### Work required
Gather from the listing below each line that includes the word "looks", and copy it.

### Exercise data
┌──

PR #109, opened 2020-09-28
Early stopping support for LightGBM and CatBoost

Yard1:
Adds early stopping support to LightGBM and CatBoost using the same principle as the existing support for XGBoost.

Also replaced hardcoded Enum values with `Enum.auto()`.

Unit tests and an example are included.


Yard1:
Only Mac failing, again.

tune_sklearn/_trainable.py
```diff
@@ -104,7 +105,10 @@ def _early_stopping_partial_fit(self, i, estimator, X_train, y_train):
         """Handles early stopping on estimators that support `partial_fit`.
 
         """
-        estimator.partial_fit(X_train, y_train, np.unique(self.y))
+        try:
+            estimator.partial_fit(X_train, y_train, classes=np.unique(self.y))
+        except AttributeError:
```
inventormc, line 110: Where does this `AttributeError` come from?

tune_sklearn/utils.py
```diff
@@ -1,16 +1,19 @@
...
-    WARM_START_ENSEMBLE = 3
-    XGB = 4
-    NO_EARLY_STOP = 5
+    PARTIAL_FIT = auto()
+    WARM_START_ITER = auto()
+    WARM_START_ENSEMBLE = auto()
+    XGB = auto()
+    LGBM = auto()
+    CATBOOST = auto()
+    NO_EARLY_STOP = auto()
```
inventormc, line 16: Nice!

inventormc (dismissed):
Mostly looks good to me, just a few small things

tune_sklearn/_trainable.py
Yard1: Some estimators don't support classes in partial fit.

examples/catboostclassifier.py
```diff
@@ -0,0 +1,33 @@
...
+    "learning_rate": [0.1, 0.2, 0.3, 0.4, 0.5, 0.6, 0.7, 0.8, 0.9],
+    "depth": [3, 4, 5],
+}
+
+catboostclf = CatBoostClassifier(n_estimators=50, )
+
+digit_search = TuneSearchCV(
+    catboostclf,
+    param_distributions=params,
+    n_trials=3,
```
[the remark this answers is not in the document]
Yard1: Whoops

tune_sklearn/_trainable.py
richardliaw: hmm @Yard1 how about using `inspect.getfullargspec` to detect if classes is in the method signature rather than eagerly executing?

tune_sklearn/utils.py
richardliaw: wow

richardliaw:
looks good to me, @Yard1 ! great work - just one comment about `inspect`. @inventormc can you merge when it looks good?

tune_sklearn/_trainable.py
Yard1: I don't think there is any benefit to what you propose. There aren't going to be any side effects from the execution as the AttributeError will be raised before the function body. Using `inspect` just seems overkill here, especially considering there are no other attributes that could raise this exception. Plus this way it's kept simple and without the need for importing anything.

richardliaw: Well the benefit is that if the user's estimator.partial_fit is implemented incorrectly, any underlying attribute error will not be accidentally caught. 

inspect is stdlib so there's no harm in importing it.

richardliaw: AFAIK inspect is the standard way of doing this - https://stackoverflow.com/questions/23228664/how-to-check-which-arguments-a-function-method-takes

Yard1: Very well then, will do 👍

Yard1:
@richardliaw @inventormc Inspect implemented!

richardliaw (approved):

└──

### Answer to the exercise
Mostly looks good to me, just a few small things
looks good to me, @Yard1 ! great work - just one comment about `inspect`. @inventormc can you merge when it looks good?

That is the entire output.